‘Mum’s the word’ means ‘keep quiet – say nothing’.
‘Mum’s the word’ means ‘keep quiet – say nothing’.
‘Mum’s the word’ has become a popular name for baby product shops and nursery services, but the ‘mum’ in this phrase isn’t mother.
Nor has ‘mum’ anything to do with Egyptian mummies, despite their prolonged taciturn disposition. That ‘mummy’ derives from ‘mum’ being an alternative name for the bitumen used for embalming.
The ‘mum’ of ‘mum’s the word’ is ‘mmm’ – the humming sound made with a closed mouth, indicating an unwillingness or inability to speak. The word is of long standing in the language and first appeared in print in William Langland’s Middle English narrative poem The vision of William concerning Piers Plowman, 1370-90:
Thou mightest beter meten the myst on Malverne hulles
Then geten a mom of heore mouth til moneye weore schewed!
That loosely translates as ‘You may as well try to measure the mist on the Malvern Hills as to try and get her to speak without first offering payment‘.

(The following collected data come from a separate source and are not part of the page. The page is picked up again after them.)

PR #329, opened 2026-05-17
Add `$config->ClassName` array overlay for module config settings   

adrianbj:
## Summary                                                                                                                                                                      

  This PR generalises a pattern several existing modules (notably TracyDebugger) already implement locally: overriding module config values from `site/config.php` via a `$config->ClassName` array. After this change, the override works for **any** configurable module without per-module code.
                                                                                                                                                                                    
  A common use case is reading secrets from `$_ENV` (.env files via phpdotenv etc.) and feeding them into module config without storing them in the database or in version-controlled files:
                                                                                                                                                                                    
  ```php                                                                                                                                                                          
  // site/config.php
  $config->WireMailMailgun = [                                                                                                                                                      
      'apiKey' => $_ENV['MAILGUN_API_KEY'],
      'domain' => $_ENV['MAILGUN_DOMAIN'],                                                                                                                                          
  ];                                                                                                                                                                                
   
  $config->TracyDebugger = [                                                                                                                                                        
      'outputMode' => $_ENV['APP_ENV'] === 'prod' ? 'production' : 'development',                                                                                                 
  ];
  ```                                                                                                                                                                               
   
  ## Behavior                                                                                                                                                                       
                                                                                                                                                                                  
  `Modules::getConfig($class, $property = '')` now overlays values from `$wire->config->ClassName` on top of the stored DB config before returning.

  - Shallow merge of top-level keys (matches the TracyDebugger pattern)                                                                                                             
  - `getConfig('Foo')` returns `array_merge($dbData, (array) $config->Foo)`
  - `getConfig('Foo', 'apiKey')` returns the overlay value when present, else DB value                                                                                              
  - DB rows are **never** mutated by the overlay                                                                                                                                    
  - Internal `configData[$id]` cache continues to store raw DB data; overlay is applied at read time after cache lookup
  - Non-array `$config->ClassName` (string, object, missing) → overlay silently ignored                                                                                             
  - Empty array `$config->ClassName` → no-op                                                                                                                                      
                                                                                                                                                                                    
  Because `ModulesConfigs::setModuleConfigData()` already routes through `getConfig()` when no `$data` argument is provided, module instance properties applied at init time automatically pick up the overlay too — no separate change needed for that path.                                                                                                  
                                                                                                                                                                                    
  ## Admin UI indicator                                                                                                                                                           

  To avoid confusion when an override is active, `getModuleConfigInputfields()` now decorates the module config form:                                                               
   
  - Fields whose names match a key in `$config->ClassName` get a `notes` line appended ("Currently overridden by ...") so admins know edits won't take effect at runtime.           
  - A single `InputfieldMarkup` summary is prepended to the form listing the overridden keys.                                                                                     
  - Override values are **never** rendered (secret-safe). Inputs stay editable so the stored DB value remains useful as a fallback when the override is removed.                    
                                                                                                                                                                                    
  ## Backward compatibility
                                                                                                                                                                                    
  Purely additive. Modules that don't have `$config->ClassName` set behave identically. Modules that already implement their own internal overlay (TracyDebugger) continue to work —
   the merge is idempotent for them.
                                                                                                                                                                                    
  ## Files changed                                                                                                                                                                

  - `wire/core/Modules/ModulesConfigs.php` — `getConfig()` implementation, PHPDoc, and admin UI indicator in `getModuleConfigInputfields()`                                         
  - `wire/core/Modules/Modules.php` — PHPDoc on the wrapper

### DIFF
--- a/wire/core/Modules/Modules.php
+++ b/wire/core/Modules/Modules.php
@@ -1628,27 +1628,34 @@ class Modules extends WireArray implements CliModule {
 
 	/**
 	 * Given a module name, return an associative array of configuration data for it
-	 * 
+	 *
 	 * - Applicable only for modules that support configuration.
 	 * - Configuration data is stored encoded in the database "modules" table "data" field.
-	 * 
+	 * - When `$wire->config->ClassName` is set to an array in `site/config.php`,
+	 *   its top-level keys override the stored DB config on every read. The DB
+	 *   is never mutated by the overlay. (3.0.263+)
+	 *
 	 * ~~~~~~
 	 * // Getting, modifying and saving module config data
 	 * $data = $modules->getConfig('HelloWorld');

As old as Piers Plowman, and as central to English folklore, is the English Christmas tradition of mumming.
‘Mumming’, or ‘miming’ as it was sometimes called, derives from the word ‘mum’.

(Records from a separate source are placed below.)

PR #335, opened 2026-07-19
WireHttp: consistent redirect handling across send types + followRedirects option (issues#2291)

adrianbj:
Fixes the WireHttp redirect inconsistencies detailed in processwire/processwire-issues#2291: for the same redirecting URL, the reported http code, response headers and body differed by send type, and there was no way to opt out of following.

Adds a `followRedirects` option to `$options` (bool, or int for max hops; default `true`) and normalizes all three transports to one contract:

- **following (default):** reported code and headers are those of the **final** response, on every transport — matching what the curl transport (first in the default `use` order) already reported.
- **`followRedirects => false`:** reported code and headers are those of the **first** response, with its `location` header available, on every transport.

### 1. fopen reported the first hop's status with the final hop's body

`$http_response_header` contains headers from every response in the chain and `setResponseHeader()` parsed the status from element `[0]` — the first hop. A `301 → 200` URL reported 301 while returning the 200 page's body.

**Fix:** the header array is reduced to the final response's block (last `HTTP/` status line onward) before parsing, so code/headers/body agree and match curl. `follow_location` is now also set explicitly from the option, and `ignore_errors` is enabled only in no-follow mode so a redirect response can be read instead of failing `fopen()`.

### 2. curl retained stale headers across hops

`CURLOPT_HEADERFUNCTION` accumulated headers from every response, so a followed `301 → 200` reported code 200 with the first hop's `location` header still present.

**Fix:** the callback resets its array whenever a new `HTTP/` status line begins, leaving only the final response's headers. `CURLOPT_FOLLOWLOCATION` is now set explicitly from the option along with `CURLOPT_MAXREDIRS` (20, matching fopen's default cap, previously unlimited).

### 3. socket permanently stopped following redirects after 5 hops per process

`sendSocket()` used `static $level` as its recursion guard and never reset it, so the count accumulated across all requests in the process — in long-running CLI/queue processes, redirect following silently dies after the 5th followed hop.

**Fix:** the level is carried per-call through `$options` instead of a static.

### 4. socket only followed 301/302

curl and fopen follow 303/307/308 as well. **Fix:** socket now follows the same set.

### 5. `send()` never passed `$options` to `sendSocket()`

A per-call `timeout` option (and now `followRedirects`) was silently lost on the socket path, including on the recursive redirect call. **Fix:** options are passed through both.

### Measured before/after

Local test server, `301 → 200` chain, all of curl/fopen/socket × GET/HEAD × 301/302/307:

Before: curl `200` + stale location header; fopen `301` + final body; socket `200` for 301/302 but `307` unfollowed; socket following dead after 5 lifetime hops.

After (default): all 18 combos report `200`, no stale location header, final body. After (`followRedirects => false`): all 18 combos report the true `301/302/307` with the `location` header set. Socket exhaustion no longer reproduces.

### Backwards compatibility

- Default behavior matches what curl — first in the default `use` order — already did, so typical installs see no change in reported code.
- fopen-only environments change from "first-hop status + final body" to "final status + final body" on redirecting URLs; the old combination was internally inconsistent, so this is treated as a bug fix.
- Code relying on hop-1 headers merged into the final response would change; that merged data was unreliable to begin with.

Practical motivation: link-verification code (e.g. FieldtypeVerifiedURL's `useRedirect`/`fixRedirect` features) needs to see the redirect status itself. With curl following by default, that code never sees a 301 on a typical install today; with this PR it can pass `'followRedirects' => false`, which older WireHttp versions simply ignore.

### DIFF
--- a/wire/core/Tools/WireHttp/WireHttp.php
+++ b/wire/core/Tools/WireHttp/WireHttp.php
@@ -520,6 +520,9 @@ class WireHttp extends Wire {
 	 *    then either call `$http->resetRequest()`, create a new WireHttp instance for each request, or specify this option 
 	 *    as true. 3.0.253+ (default=false)
 	 * - `headers` (array): Add these headers to the request, specify as `[ 'name' => 'value' ]` array. 3.0.253+ (default=[])
+	 * - `followRedirects` (bool|int): Follow redirects? Specify boolean, or int for max redirects to follow. Applies to all
+	 *    send types consistently: when following, reported http code and response headers are those of the final response;
+	 *    when false, those of the first response, with its 'location' header available. (default=true)
 	 * @return bool|string False on failure or string of contents received on success.
 	 *
 	 */
@@ -553,7 +556,7 @@ class WireHttp extends Wire {
 			} else if($use === 'fopen') {
 				$result = $this->sendFopen($url, $method, $options);
 			} else if($use === 'socket') {
-				$result = $this->sendSocket($options['_url'], $method);
+				$result = $this->sendSocket($options['_url'], $method, $options);
 			} else {
 				$error[] = "unrecognized type: $use";
 			}
@@ -585,6 +588,7 @@ class WireHttp extends Wire {
 		$defaults = array(
 			'use' => array('curl', 'fopen', 'socket'),
 			'proxy' => '',
+			'followRedirects' => true,
 			'_url' => $url, // original unmodified URL
 			'allowFopen' => true,
 			'allowCURL' => true,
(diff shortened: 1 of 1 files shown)


ryancramerdesign:
Thanks Adrian — this is excellent work. All five bugs verified in the code, the fixes are correct, and the `followRedirects` option is cleanly wired through all three transports. The before/after matrix in the PR description is a nice touch. Code style matches the rest of the file throughout. Merging this into dev.

-Ryan

ryancramerdesign:
Merged into dev. Thanks Adrian!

At Christmas in England in the Middle Ages householders could expect a visit from a motley group of mummers, who concealed their identity in bizarre disguises.
Mmm certainly was the word for the mummers – it was the only thing they were allowed to utter. The tradition was that the householder must invite them in to dance or play games in silence, that is, to mum or mime.
The concealing of the identity and not speaking was necessary as the mummers used the visit as an opportunity to get away with things that wouldn’t in the rest of the year. The usual laws and social customs were relaxed during the twelve days of Christmas and superseded by ‘misrule’. The mummers had impunity to indulge in light-hearted mockery of their hosts and to swindle them of a few coins in crooked dice games.
The whole thing was looked on with displeasure by the church and the monarchy.
In 1418 Henry V’s Letter-Book records this proclamation:
The Mair and Alderman chargen on ye Kynges behalf that no manner persone, duryng this holy tyme of Cristemes be so hardy in any wise to walk by nyght in any manner mommyng or eny ofer disgisynges with any feynyd berdis, peyntid visers, diffourmyd or colourid visages, up peyne of enprisonment.
[Which, if your Middle English is a but rusty, translates as:
The mayor and aldermen decree on the King’s behalf that, over Christmas, no one should be so bold as to go out after dark and engage in any form of mumming or disguise themselves with false beards, masks or makeup, on pain of imprisonment.]
The alternative they encouraged was:
Outake that hit be leful to eche persone for to be honestly mery as he can, with in his owne hous dwelling.
[Except, it is lawful for people to enjoy themselves in moderation in their own house.]
No amount of threats by the authorities made any difference whatsoever. The tradition of mumming thrived throughout the Tudor period and continues until the present day.
From around the 17th century onward, mumming took the form of a public performance rather than a house call.
Sadly, no complete texts of early mummers’ plays have been preserved. There was never a definitive version in any case, as the acting, dancing, drinking and alms collecting that made up mumming varied from one parish to another.
What we do know is that these mumming plays were a raucous mixture of pantomime, morris dancing and carol singing, played out by a group of outlandish characters in stylised costumes.
More recently, the tradition has evolved to almost always include the character of a quack doctor, who revives the hero (usually Saint George – hooray!) after his death in a fight with the Turkish Knight (boo, hiss).
Although they mummed for all they were worth, the players didn’t use the phrase ‘mum’s the word’; that usage came later, in the 17th century. The earliest version of the phrase was ‘mum is counsel’, that is, ‘you are advised to say nothing’. That form of the phrase was used in John Palsgrave’s 1540 translation of the Latin text The Comedye of Acolastus:
I dare not to do so moche as put my hande to my mouthe, and saye mum, is counseyle.
‘Mum’s the word’ later became the standard way of advising a person to keep quiet. The first citation of it in print that I have found is in A Walk Around London and Westminster – The Works of Mr. Thomas Brown, 1720:
But Mum’s the Word – for who would speak their Mind among Tarrs and Commissioners.